Why Do German Directors Wear Monocles?

vonStroheimBack in the 1930s and 1940s, Hollywood’s Golden Age, many of the top directors in the U.S. were Germans. Most of them moved to Hollywood when Hitler came to power; however, some important German directors in Hollywood arrived long before the Nazi era. Erich von Stroheim was a big movie star in the U.S. during World War 1. He was the first German actor in Hollywood to figure out that the way to get jobs directing big-budget movies was to act the role of a stereotypical German theatrical director. He knew that Americans had a very clear idea what German directors were like. Americans thought that German directors were arrogant monocled tyrants, terrorizing the people who worked under them, but that they were also artistic geniuses. Von Stroheim knew how to play to that stereotype. He starred in many big-budget movies in World War 1 and World War 2, always playing a nasty, arrogant, monocled German military officer. American audiences lapped it up! Von Stroheim was billed as ‘the man you love to hate.’ Von Stroheim began wearing a monocle soon after arriving in Hollywood, but he didn’t actually need glasses to see. The lens in von Stroheim’s monocle was just window glass. He wore the monocle as part of his theatrical personae.
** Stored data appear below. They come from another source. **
PR #723, opened 2020-03-09
Add HTML formatting for the nightly benchmark email.

### LINKED ISSUE #713: Bench email should be formatted like the Slack messages
Tough to read it when it's just a pr-str! :wink: 

doesn't have to be exactly the same, but splitting out by ns/type, highlighting time taken, and monospacing the rest would be useful

danmason:
(Resolves #713)

### DIFF
--- a/crux-bench/src/crux/bench.clj
+++ b/crux-bench/src/crux/bench.clj
@@ -90,6 +90,28 @@
                (map result->slack-message)
                (string/join "\n"))))
 
+(defn- result->html [{:keys [time-taken-ms bench-type] :as bench-map}]
+  (format "<p> <b>%s</b> (%s): <code>%s</code></p>"
+          (name bench-type)
+          (java.time.Duration/ofMillis time-taken-ms)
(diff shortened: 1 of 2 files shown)


crux-bench/src/crux/bench.clj
```diff
@@ -117,8 +139,8 @@
       :crux.standalone/event-log-dir (str (io/file data-dir "eventlog/rocksdb"))
       :crux.standalone/event-log-kv-store 'crux.kv.rocksdb/kv})
 
-   "kafka-rocksdb"
-   (fn [data-dir]
+   #_"kafka-rocksdb"
```
jonpither: why commented out?

crux-bench/src/crux/bench.clj
```diff
@@ -117,8 +139,8 @@
...
+   #_(fn [data-dir]
```
jonpither: Why commented again?

jonpither (changes requested):

crux-bench/src/crux/bench.clj
danmason: Whoops - was running it locally and forgot to uncomment, thanks jon.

Twenty years after von Stroheim arrived in Hollywood, Hitler came to power, and a slew of top German directors moved to Hollywood, most of them Jewish, and all of them looking for work. Two of the best of these Jewish German directors were Otto Preminger and Fritz Lang. Both of them knew Erich von Stroheim. Soon after arriving in Hollywood, both Preminger and Lang started wearing monocles. Neither of them wore monocles when they lived in Germany. They also began sneering when being photographed. Like von Stroheim, they quickly got jobs directing important movies. My favorite movie directed by Otto Preminger was  ‘Laura.’ It has often been called the best cinema noir movie ever made. Preminger won the Academy Award in 1944 as Best Director for that film. He also acted in a number of movies. In ‘Stalag 17’, Preminger played the arrogant, sadistic commandant of a German POW  camp. In that movie, Preminger plays with his monocle while tormenting American POWs. So, if you know someone with a German accent who wants to become a big-name Hollywood director, my advice is – start sneering and get a monocle!